DESCRIPTION OF THE TASK:
Exactly the lines from the start of the data below through the line containing "- Take results" must be returned, and no others.

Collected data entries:
-- Opening Marker --
Issue #55, opened 2018-03-14
Hash: add similar files


bzz:
Umbrella issue for batch-hashing similar files on Apache Spark:

 - UAST, feature extraction (same args as in query)
 - Tokenize, Vectorize: wBOW, tf/idf - defining a pipeline 
 - Use CPU-based WMH implementation in Scala (same args as in query)
 - Take results of hash pipeline, create hash tables, write to ScyllaDB \w schema as in Apollo
 - Test correctness: Apollo and Gemini produces same results (use same seed if needed)

bzz:
Updated description above changed
```
    - write docFreq to database (if we write in the driver, if we are able to write in workers it might be simpler to use parquet file on distributed fs)
    - change Query to consume docFreq from database/parquet and calculate params based on a seed
```
to writing to JSON files first that query is already knows how to consume, and added a new subsequent task for switching to DB on both sides.

Rationale is: on the query side, params should be used exactly the same as on hash side so we should save them. JSON serialization is generic enough and is already working on query side, so first implementation of hash should also use it. Later this could be change do DB with well-defined schema.

bzz:
For Gemini, as we use CPU hashing, we do not need to batch the bags before hashing.

smacker:
@bzz that image is a bit outdated. Here is a new one for apollo:

![hash](https://user-images.githubusercontent.com/406916/39181703-c7cbf120-47ba-11e8-9f14-2cfe0155974d.png)

bzz:
Updated the description and moved out saving DocFreq to DB to a separate issue #112 to decouple this work.

PR #111, opened 2018-04-27
Implement hash similarity + refactoring

smacker:
Part of https://github.com/src-d/gemini/issues/55

First of all sorry for a huge bunch of code. I had reasons, it was just too difficult to develop as before. You can see them in the description of changes below:

- Implement `hash` in gemini
- Remove support for external params.json & hashtables-num/band-size (to make sure hash&query use the same options)
- Extract `query` and `hash` related methods to separate classes, common code (wmh related functions) to another one. It became too difficult to follow code logic otherwise because those commands do similar things but non-spark/spark way.
- Make most of the methods for query&hash protected due to their dependencies on each other
- Running all test suite as before became way too slow for developing:
  - Tests are split to separate suits by command (we can run them now using `./sbt test-only <suite-name>`)
  - Added tags for each dependency (solves the problem from the previous PR with `VeryLongNameForTag`)
  - Removed dependency on hash from query tests (we have integration tests using commands for it)
  - We don't need to test commands 2 times in cluster mode and a regular one. Just a cluster one would be enough.

The PR is way too huge already, but later I would prefer to make the same refactoring for report command to speedup CI.


bzz:
I belive this is also a part of the #55 ☂️  scope

.travis.yml
```diff
@@ -28,17 +29,12 @@ matrix:
...
+      - tar -xzf src/test/resources/weighted-minhash/csv.tar.gz -C src/test/resources/weighted-minhash/
     script:
       # start dependencies
       - VIRTUAL_ENV=None IN_BACKGROUND=1 ./feature_extractor
-      # just check that commands don't fail
-      - ./hash src/test/resources/siva || travis_terminate 1
-      - ./query ./src/test/resources/LICENSE
-      - ./report
-      - go get ./src/main/go/... || true
-      - go run ./src/main/go/query.go ./src/test/resources/LICENSE
```
bzz: Sorry if I missed something, but what is the reason to remove tests for go-based duplication detection?

It might be ok to move them to different profile to optimize CI speed, or move to the next one, with external Apache Spark, but I would prefer keeping those somewhere.

.travis.yml
```diff
@@ -74,18 +70,14 @@ matrix:
...
-      - ./sbt "test-only * -- -n Integration"
       # hashing test repositories
       - ./hash src/test/resources/siva || travis_terminate 1
       # query without similarity
       - ./query ./src/test/resources/LICENSE
       # report without similarity
       - ./report
       # query with similarity
-      - docker cp ./src/test/resources/hashtables_dump.cql db:/hashtables_dump.cql
-      - docker exec -it db cqlsh -e "SOURCE '/hashtables_dump.cql'"
```
bzz: No need for hashtables fixtures any more?

src/main/scala/tech/sourced/gemini/Database.scala
```diff
@@ -0,0 +1,46 @@
...
+  /**
+    * query database by hash and return files with that hash
+    *
+    * @param sha
+    * @param conn
+    * @param keyspace
+    * @param tables
+    * @return
+    */
+  def repoFilesByHash(sha: String, conn: Session, keyspace: String, tables: Tables): Iterable[RepoFile] = {
```
bzz: Just wondering if `findFilesByHash()` be more readable in this case.

src/main/scala/tech/sourced/gemini/FileQuery.scala
```diff
@@ -0,0 +1,153 @@
...
+
+    log.info(s"${similarShas.length} SHA1's found to be similar")
+
+    val similar = similarShas.flatMap(sha1 => Database.repoFilesByHash(sha1, conn, keyspace, tables))
+    QueryResult(duplicates, similar)
+  }
+
+  protected def findDuplicatesOfFile(file: File): Iterable[RepoFile] = {
+    Database.repoFilesByHash(Gemini.computeSha1(file), conn, keyspace, tables)
+  }
```
bzz: It seems to me that this guy can be safely removed in favor of `Database.findFilesByHash()` or something like that.

src/main/scala/tech/sourced/gemini/FeaturesHash.scala
```diff
@@ -0,0 +1,62 @@
...
+                    features: Iterable[Feature],
+                    sampleSize: Int = defaultSampleSize,
+                    seed: Int = defaultSeed): Array[Array[Long]] = {
+    val OrderedDocFreq(docs, tokens, df) = docFreq
+
+    if (wmh == null || tokensSize != tokens.size) {
+      wmh = new WeightedMinHash(tokens.size, sampleSize, seed)
+    }
+
+    val bag = mutable.ArrayBuffer.fill(tokens.size)(0.toDouble)
```
bzz: For me, ability to understand this logic would increase, if extracted to a method with descriptive name and possibly a link to analog in Apollo codebase in ScalaDoc comment.

src/main/scala/tech/sourced/gemini/Database.scala
```diff
@@ -0,0 +1,46 @@
...
+    val cols = tables.metaCols
+    val query = QueryBuilder.select().all().from(keyspace, tables.meta)
+      .where(QueryBuilder.eq(cols.sha, sha))
+
+    conn.execute(query).asScala.map { row =>
+      RepoFile(row.getString(cols.repo), row.getString(cols.commit), row.getString(cols.path), row.getString(cols.sha))
```
smola: You could move the row-to-repofile conversion to a separate method.

src/main/scala/tech/sourced/gemini/FeaturesHash.scala
```diff
@@ -0,0 +1,62 @@
...
+        case _ =>
+      }
+    }
+    wmh.hash(bag.toArray)
+  }
+
+  // split hash to bands
+  // a little bit verbose because java doesn't have uint32 type
+  // in apollo it's one-liner:
+  // https://github.com/src-d/apollo/blob/57e52394783d73e38cf1f862afc0166724991fd5/apollo/query.py#L35
```
bzz: 👍 It could be even nicer, if converted to a single ScalaDoc comment.

src/main/scala/tech/sourced/gemini/FeaturesHash.scala
```diff
@@ -0,0 +1,62 @@
+package tech.sourced.gemini
+
+import tech.sourced.featurext.generated.service.Feature
+
+import scala.collection.mutable
+
+object FeaturesHash {
+  // All params below must be the same for hash & query
+  val defaultSeed = 0
```
smola: Constants usually use `CamelCase` if using [Scala-style](https://docs.scala-lang.org/style/naming-conventions.html) or `UPPER_CASE` if using Java-style (which some people uses in Scala too).

src/main/scala/tech/sourced/gemini/FeaturesHash.scala
```diff
@@ -0,0 +1,62 @@
...
+  val defaultSampleSize = 128
+  // Depend on threshold and sample_size
+  // this values calculated for threshold=0.8 and sample_size=128
+  val defaultHashtablesNum = 9
+  val defaultBandSize = 13
+
+  private var tokensSize: Int = _
```
smola: When is `tokensSize` initialized?

src/main/scala/tech/sourced/gemini/FeaturesHash.scala
```diff
@@ -0,0 +1,62 @@
...
+  private var wmh: WeightedMinHash = _
+
+  def hashFeatures(
+                    docFreq: OrderedDocFreq,
+                    features: Iterable[Feature],
+                    sampleSize: Int = defaultSampleSize,
+                    seed: Int = defaultSeed): Array[Array[Long]] = {
+    val OrderedDocFreq(docs, tokens, df) = docFreq
+
+    if (wmh == null || tokensSize != tokens.size) {
```
smola: `tokensSize != tokens.size` seems to be always true?

src/main/scala/tech/sourced/gemini/FileQuery.scala
```diff
@@ -0,0 +1,153 @@
...
+          val featuresList = extractFeatures(feClient, node)
+          findSimilarFiles(featuresList, conn, docFreqFile)
+        case _ => Seq()
+      }
+    }
+  }
+
+  private def findSimilarFiles(featuresList: Iterable[Feature], conn: Session, docFreqFile: File): Seq[String] = {
+    if (featuresList.isEmpty) {
+      log.warn("file doesn't contain features")
```
bzz: Just for the sake of ability to debug it from the logs, let's include a particular filename in this message.
Could be done either by passing a original filename in this function or by pushing the check to the client.

src/main/scala/tech/sourced/gemini/FeaturesHash.scala
smola: What's expected to be bigger, `features` or `tokens`?

src/main/scala/tech/sourced/gemini/FeaturesHash.scala
```diff
@@ -0,0 +1,62 @@
...
+          bag(idx) = MathUtil.logTFlogIDF(tf, df(feature.name), docs)
+        }
+        case _ =>
+      }
+    }
+    wmh.hash(bag.toArray)
+  }
+
+  // split hash to bands
+  // a little bit verbose because java doesn't have uint32 type
```
smola: Comments about implementation are better inside the function body itself, while preserving the comment on top of the method declaration for scaladocs.

src/main/scala/tech/sourced/gemini/FeaturesHash.scala
```diff
@@ -0,0 +1,62 @@
...
+  // https://github.com/src-d/apollo/blob/57e52394783d73e38cf1f862afc0166724991fd5/apollo/query.py#L35
+  def wmhToBands(
+                  wmh: Array[Array[Long]],
+                  htnum: Int = defaultHashtablesNum,
+                  bandSize: Int = defaultBandSize): Iterable[Array[Byte]] = {
+    (0 until htnum).map { i =>
+      val from = i * bandSize
+      val to = (i + 1) * bandSize
+      val band = (from until to).foldLeft(Array.empty[Byte]) { (arr, j) =>
+        arr ++ MathUtil.toUInt32ByteArray(wmh(j)(0)) ++ MathUtil.toUInt32ByteArray(wmh(j)(1))
```
smola: If using an array where you know the size upfront, it is more efficient to create the array of the desired size and fill it later.

src/main/scala/tech/sourced/gemini/FileQuery.scala
```diff
@@ -0,0 +1,153 @@
...
+
+    val similar = similarShas.flatMap(sha1 => Database.repoFilesByHash(sha1, conn, keyspace, tables))
+    QueryResult(duplicates, similar)
+  }
+
+  protected def findDuplicatesOfFile(file: File): Iterable[RepoFile] = {
+    Database.repoFilesByHash(Gemini.computeSha1(file), conn, keyspace, tables)
+  }
+
+  protected def findSimilarForFile(
```
smola: Maybe you want to put these methods in a companion object, if they do not use any class field.

src/main/scala/tech/sourced/gemini/Hash.scala
```diff
@@ -0,0 +1,171 @@
...
+      .getHEAD
+      .getCommits
+      .getTreeEntries
+      .getBlobs
+      .filter('is_binary === false)
+
+  protected def extractUast(files: DataFrame): DataFrame = {
+    // TODO(max): get languages from bblfsh directly as soon as
+    // https://github.com/bblfsh/client-scala/issues/68 resolved
+    val langs = Array("Java", "Python", "Go", "JavaScript", "TypeScript", "Ruby", "Bash", "Php")
```
smola: Prefer `Seq` by default, unless you actually want a specific implementation and use `Array`, `List`, etc.

src/test/scala/tech/sourced/gemini/BaseDBSpec.scala
```diff
@@ -0,0 +1,55 @@
+package tech.sourced.gemini
+
+import com.datastax.driver.core.{Cluster, Session}
+import org.scalatest.{BeforeAndAfterAll, Suite, Tag}
+
+case class hashtableItem(hashtable: Int, v: String, sha1: String)
```
smola: The Go convention of lower-case for private stuff does not apply to Scala ;-) https://docs.scala-lang.org/style/naming-conventions.html

.travis.yml
smacker: we still run go-cli and all others here:
https://github.com/smacker/gemini/blob/3ac7c7630a3c5a8912e5d0735cc3b30a7b8ee66f/.travis.yml#L89

I don't see any benefits to run it on local spark first and then on spark in cluster mode. Imo, cluster mode should be enough.

.travis.yml
smacker: No. Hash above produces hashtables now.

src/main/scala/tech/sourced/gemini/FeaturesHash.scala
smacker: could you help me to write comment/change name?

The method has name `hashFeatures` it's exactly what this code is doing.
I also tried to write it not short but understandable giving variable meaningful names like bag/tf and so on. So I don't really see how to improve it by myself.

The code in apollo: https://github.com/src-d/apollo/blob/master/apollo/hasher.py#L204
but I personally get confused by it.

src/main/scala/tech/sourced/gemini/FileQuery.scala
smacker: Ok. But sorry what logs? It's query. You run it as cli and pass file there.

src/main/scala/tech/sourced/gemini/FeaturesHash.scala
smacker: @bzz should we change it everywhere?

src/main/scala/tech/sourced/gemini/FileQuery.scala
```diff
@@ -0,0 +1,153 @@
...
+      Seq()
+    } else {
+      val cols = tables.hashtablesCols
+      val wmh = hashFile(featuresList, docFreqFile)
+
+      val bands = FeaturesHash.wmhToBands(wmh)
+
+      log.info("Looking for similar items")
+      val similar = bands.zipWithIndex.foldLeft(Set[String]()) { case (sim, (band, i)) =>
+        val table = "hashtables"
```
carlosms: Should this be tables.hashtables?

src/main/scala/tech/sourced/gemini/FeaturesHash.scala
smacker: wow. Thanks a lot!

src/main/scala/tech/sourced/gemini/FeaturesHash.scala
smacker: it shouldn't be after fix of commend above.

src/main/scala/tech/sourced/gemini/FeaturesHash.scala
smacker: tokens (vocabulary of all features) in most cases will be much-much-much bigger than features (for a single file)

src/main/scala/tech/sourced/gemini/FileQuery.scala
smacker: it uses log from a class instance right now. But I see I can remove some params from this method cause they belong to the class instance too. Thanks!

src/main/scala/tech/sourced/gemini/FileQuery.scala
smacker: thanks! missed!

src/main/scala/tech/sourced/gemini/FeaturesHash.scala
smola: If you end up deciding to change it everywhere, it's probably better to do it on its own PR.

src/main/scala/tech/sourced/gemini/FeaturesHash.scala
smola: Ok, so if `tokens` is an `Array[String]` and it is guaranteed to be sorted, you can improve performance by replacing the `indexOf` call with something like `java.util.Arrays.binarySearch(a.asInstanceOf[Array[AnyRef]],key)`.

.travis.yml
bzz: On Go 👍 , on Cluster mode - avoid having Spark Standalone installed/unpacked would just cut some CI some.

src/main/scala/tech/sourced/gemini/FeaturesHash.scala
bzz: If nobody has a strong opinion about this, I belive it is good as-is and there is no need to change anything as it follows the styleguide:

> That is, each word is capitalized, except possibly the first word

smacker:
@bzz another pass, please.
@smola if you have time, please check if I applied your comments properly

src/main/scala/tech/sourced/gemini/Hash.scala
```diff
@@ -0,0 +1,172 @@
...
+    val cols = tables.hashtablesCols
+    rdd.flatMap(row => {
+      val RDDHash(doc, wmh) = row
+      FeaturesHash.wmhToBands(wmh).zipWithIndex.map{ case(band, i) => (doc, i, band) }
+    })
+      .toDF(cols.sha, cols.hashtable, cols.value)
+      .write
+      .mode("append")
+      .cassandraFormat(tables.hashtables, keyspace)
+      .save()
```
bzz: A nitpick, but this formatting for method-chaining looks more consistent

```scala
    rdd
      .flatMap { row =>
        val RDDHash(doc, wmh) = row
        FeaturesHash.wmhToBands(wmh).zipWithIndex.map { case(band, i) => (doc, i, band) }
      }
      .toDF(cols.sha, cols.hashtable, cols.value)
      .write
      .mode("append")
      .cassandraFormat(tables.hashtables, keyspace)
      .save()
```

src/test/scala/tech/sourced/featurext/ClientSpec.scala
```diff
@@ -24,47 +25,55 @@ class ClientSpec extends FlatSpec
...
   }
 
+  override def afterAll(): Unit = {
+    channel.shutdownNow()
+  }
+
   "identifiers call" should "return correct response" in {
     val request = IdentifiersRequest(docfreqThreshold=5, uast=Some(uast))
     val reply = blockingStub.identifiers(request)
+    var features = reply.features.sortBy(f => f.name)
```
bzz: same ✨ 
```
.sortBy(_.name)
```
if 😎

src/test/scala/tech/sourced/gemini/BaseSparkSpec.scala
```diff
@@ -2,32 +2,50 @@ package tech.sourced.gemini
...
+      .set("spark.cleaner.ttl", "3600")
+
+    useSparkConf(defaultConf)
+  }
+
   override protected def beforeAll(): Unit = {
     super.beforeAll()
 
     sparkSession = SparkSession.builder()
-      .appName("test").master("local[*]")
```
bzz: I find it useful, in case Apache Spark is configued to preserve history, to be able to identify sessions that belong to tests, and simplest way to do it in WebUI is by name. 

May be there can be a better name, but do you see any particular reason to remove this?

src/test/scala/tech/sourced/gemini/BaseSparkSpec.scala
```diff
@@ -2,32 +2,50 @@ package tech.sourced.gemini
...
 import org.apache.spark.SparkConf
 import org.apache.spark.sql.SparkSession
-import org.scalatest.{BeforeAndAfterAll, Suite}
+import org.scalatest.{BeforeAndAfterAll, Suite, Tag}
 
 trait BaseSparkSpec extends BeforeAndAfterAll {
   this: Suite =>
 
-  @transient var sparkSession: SparkSession = _
+  var sparkSession: SparkSession = _
```
bzz: Could you please remind, what is the reason to change it here?

src/main/scala/tech/sourced/gemini/FeaturesHash.scala
```diff
@@ -0,0 +1,75 @@
...
+  private var wmh: WeightedMinHash = _
+
+  def hashFeatures(
+                    docFreq: OrderedDocFreq,
+                    features: Iterable[Feature],
+                    sampleSize: Int = defaultSampleSize,
+                    seed: Int = defaultSeed): Array[Array[Long]] = synchronized {
+    val OrderedDocFreq(docs, tokens, df) = docFreq
+
+    if (wmh == null || tokensSize != tokens.size) {
```
smola: This means that `FeaturesHash` is not thread-safe. If that is intended, it would be good to add a `scaladoc` to the `object` and warn about it.

smacker: It's `synchronized` method... Do I still need to document it in scaladoc?

src/test/scala/tech/sourced/gemini/BaseSparkSpec.scala
smacker: there is `setAppName(this.getClass.getSimpleName)` in `useDefaultSparkConf` now.
It will produce different names for different test suites.

And in general set the name in config looks cleaner.

src/test/scala/tech/sourced/gemini/BaseSparkSpec.scala
smacker: the only reason is to simplify the code.
I couldn't find why we need to set spark session unserializable here, so looks like we don't need.
To avoid wasting the time of the next developer who stumble onto it I removed it.

src/main/scala/tech/sourced/gemini/Hash.scala
smacker: fixed

src/test/scala/tech/sourced/gemini/BaseSparkSpec.scala
bzz: I see. I would rather keep it transient, as it follow the same pattern as tests in [Apache Spark do](https://github.com/apache/spark/blob/ceaf77ae43a14e993ac6d1ff34b50256eacd6abb/mllib/src/test/scala/org/apache/spark/mllib/util/MLlibTestSparkContext.scala#L30) - it seems have to do something with ability to make sure that there is only one SparkContext in JVM.

Not sure though, how that could happen in our case, but at least for the sake of [consistency](https://github.com/holdenk/spark-testing-base/blob/c6b4c74ea6274b2a13c9226dbdb82f435387b60d/src/main/2.0/scala/com/holdenkarau/spark/testing/DataFrameSuiteBase.scala#L57) I would keep it as is.

smacker: reverted. But I don't like having magic copy-past without understanding why we need it.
-- Closing Marker --
ANSWER:
Issue #55, opened 2018-03-14
Hash: add similar files


bzz:
Umbrella issue for batch-hashing similar files on Apache Spark:

 - UAST, feature extraction (same args as in query)
 - Tokenize, Vectorize: wBOW, tf/idf - defining a pipeline 
 - Use CPU-based WMH implementation in Scala (same args as in query)
 - Take results of hash pipeline, create hash tables, write to ScyllaDB \w schema as in Apollo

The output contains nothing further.